> **Task to carry out**: This task calls for copying each line below that contains "bower".

> **Data provided**:

PR #46, opened 2015-01-08
Use the Grid instead of Events images tool

jennysivapalan:
Please note this PR is not ready to be merge until we've completed a few more steps (see below). However code is ready for review.

This PR removes the reliance on the Events images tool and uses the Grid instead. This only affects Guardian live events and not Masterclasses.

Given a image from the Grid is supplied as a comment `"<!-- main-image: https://media-tool/images/sdf8u8sdf898hnsdcvs89dc?crop=0_3_480_288 -->`in the Eventbrite description a will call to the Grid API is made to fetch the different crops of the image and store it in the Event.

Some notes:
- Current implementation will call the Grid for every event that has a main-image. We probably want to optimise this (as a separate PR) to only call the Grid if the image url has changed.

Before we can merge we need to
- ~~Decide how to append the description to the image (I need to chat to Ben W)~~(Done)
- ~~Upload the new property files~~ (Done)
- ~~Upload all the existing images to the Grid and update existing events with the correct tag. As agreed with @rtyley we don't want to run the Events image tool and Grid service in parallel~~(Done)


frontend/app/views/fragments/event/item.scala.html
```diff
@@ -7,7 +7,7 @@
     <div class="event-item__container">
         <div class="event-item__media">
             <a href="/event/@event.id" itemprop="image" content="@event.socialImgUrl">
-                <div class="delayed-image-load" data-src="@event.imgUrl" data-alt="@event.name.text" data-class="responsive-img"></div>
+                @fragments.event.image(event)
```
davidrapson: Nice, I've got some work about to go up that splits the this item fragment up into two versions so it's good to have this as a standalone fragment.

frontend/assets/javascripts/src/modules/images.js
```diff
@@ -1,16 +1,20 @@
...
-                availableWidths: guardian.membership.eventImages.widths,
-                availablePixelRatios: guardian.membership.eventImages.ratios,
-                lazyload: true,
-                lazyloadOffset: 100
+        var imagerImages = utilsHelper.toArray(document.querySelectorAll(IMAGE_LOADED_IMAGE));
+
+        if (imagerImages.length) {
+            imagerImages.map(function(image) {
+                var imageAvailableWidths = image.getAttribute('data-available-widths');
+                new Imager([image], {
```
davidrapson: Does this need to be an array for imager? Does it not let us pass `item` instead of `[item]`?

frontend/assets/javascripts/src/modules/images.js
```diff
@@ -1,16 +1,20 @@
...
+                    availableWidths: imageAvailableWidths ? imageAvailableWidths.split(',') : [],
+                    lazyload: true,
```
davidrapson: Can we put this into a data-attribute, so we can pass a lazyload boolean through to the event image fragment? Then we can opt-in to lazyloading?

frontend/assets/javascripts/src/modules/images.js
feedmypixel: Yeah it needs to be an array or sting (selector) otherwise it tries to treat it as  the opt object. @jennysivapalan it may be worth dropping a comment in here as it feels a bit wrong maping through the array to place it back into the array

frontend/assets/javascripts/src/modules/images.js
```diff
@@ -1,16 +1,20 @@
-define(['lib/bower-components/imager.js/Imager'], function(Imager) {
+define(['lib/bower-components/imager.js/Imager', 'src/utils/helper'], function(Imager, utilsHelper) {
 
-    var IMAGES_EVENTS = '.delayed-image-load';
+    var IMAGE_LOADED_IMAGE = '.imager-loaded-image';
```
davidrapson: Should probably be `.js-` prefixed class.

davidrapson:
I'll let Will or Roberto review the Scala side, but the approach for the JS feels really nice. Couple of comments but nothing major.

frontend/app/model/Eventbrite.scala
```diff
@@ -171,6 +185,9 @@ object Eventbrite {
     val imgUrl = data.flatMap(_.images.headOption).flatMap(_.file)
       .getOrElse(views.support.Asset.at("images/event-placeholder.gif"))
       .replace("http://static", "https://static-secure")
+
+    val availableWidths = ""
```
jennysivapalan: We can get available widths for Masterclasses too as CAPI provides this. I'll do this as a separate PR as Masterclasses doesn't use the Grid.

mattandrews:
So to actually add an image someone had to add `<!-- main-image: https://media-tool/images/sdf8u8sdf898hnsdcvs89dc?crop=0_3_480_288 -->` to the Eventbrite page? :dizzy_face:

jennysivapalan:
@mattandrews unfortunately yes. We are getting to the point where we are asking the team to put a few things in the html. I think we could make a lightweight admin tool to deal with some of these things. Maybe we could have a team chat about it. @rtyley?

wpf500:
@rtyley loves lightweight admin tools

mattandrews:
A lightweight admin tool you say...

frontend/app/model/Eventbrite.scala
```diff
@@ -147,18 +147,34 @@ object Eventbrite {
...
+
+    private val widths = image.fold(List.empty[Int])(_.assets.map(_.dimensions.width))
+
+    val availableWidths = widths.mkString(",")
+
+    val imageMetadata = image.map(_.metadata)
+
     val socialImgUrl = {
       // get the largest available image (for social media etc)
       // this mirrors the URL structure generated by Imager.js
```
wpf500: These comments aren't relevant any more

frontend/app/model/Eventbrite.scala
```diff
@@ -147,18 +147,34 @@ object Eventbrite {
...
       // so any changes there need to be reflected here
-      val largestWidth = Config.eventImageWidths.toArray.last
-      val largestRatio = Config.eventImageRatios.toArray.last
-      Config.eventImageUrlPath(event.id) + "/" + largestWidth + "-" + largestRatio + "x.jpg"
+      image.fold(Config.gridConfig.fallbackImageUrl) { img =>
+        val asset = img.assets.find(_.dimensions.width == widths.max)
+        asset.map(_.file).getOrElse(Config.gridConfig.fallbackImageUrl)
```
wpf500: I think we could remove the duplicate `Config.gridConfig.fallbackImageUrl` here
```
val socialImgUrl = image.flatMap(_.assets.find(_.dimensions.width == widths.max)).fold(Config.gridConfig.fallbackImageUrl)(_.file)
```

Or something like that

jennysivapalan: Nice - that worked so I'll change it.

jennysivapalan: Nice - that worked so I'll change it.

frontend/assets/javascripts/src/modules/images.js
jennysivapalan: Can we do that when we decide to opt-out of lazy-loading? Feels a bit strange to change it when nothing requires lazyload to be false?

frontend/assets/javascripts/src/modules/images.js
jennysivapalan: done!

frontend/assets/javascripts/src/modules/images.js
davidrapson: Am I right in thinking you using the image fragment on the event detail page? We don't need lazy loading there.

frontend/app/views/event/page.scala.html
```diff
@@ -107,7 +107,7 @@ <h1 class="event-masthead__name">@event.name.text</h1>
             case _: MasterclassEvent => {}
             case _ => {
                 <div class="event-content__image" itemprop="image" content="@event.socialImgUrl">
-                    <div class="delayed-image-load" data-src="@event.imgUrl" data-alt="Please upload an event image" data-class="responsive-img"></div>
```
davidrapson: Hah. Just realised this means that all the alt images for the event detail images have been "Please upload an event image"

jennysivapalan:
This is looking good on my local dev machine. @jamesoram would you be able to pull this branch and give the events flow a test?

jamesoram:
I'll take a look

jamesoram:
:+1:

jennysivapalan:
oooh - I'm going to merge!

mattandrews:
Here is a grid of thumbs-up:

| :+1: |  |  |
|-------|------|-----|
| :+1: | |  |
| :+1: | :+1: | :+1: |
| :+1: | :+1: | :+1: |
| :+1: | :+1: | :+1: |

> **Answer space**:
-define(['lib/bower-components/imager.js/Imager'], function(Imager) {
+define(['lib/bower-components/imager.js/Imager', 'src/utils/helper'], function(Imager, utilsHelper) {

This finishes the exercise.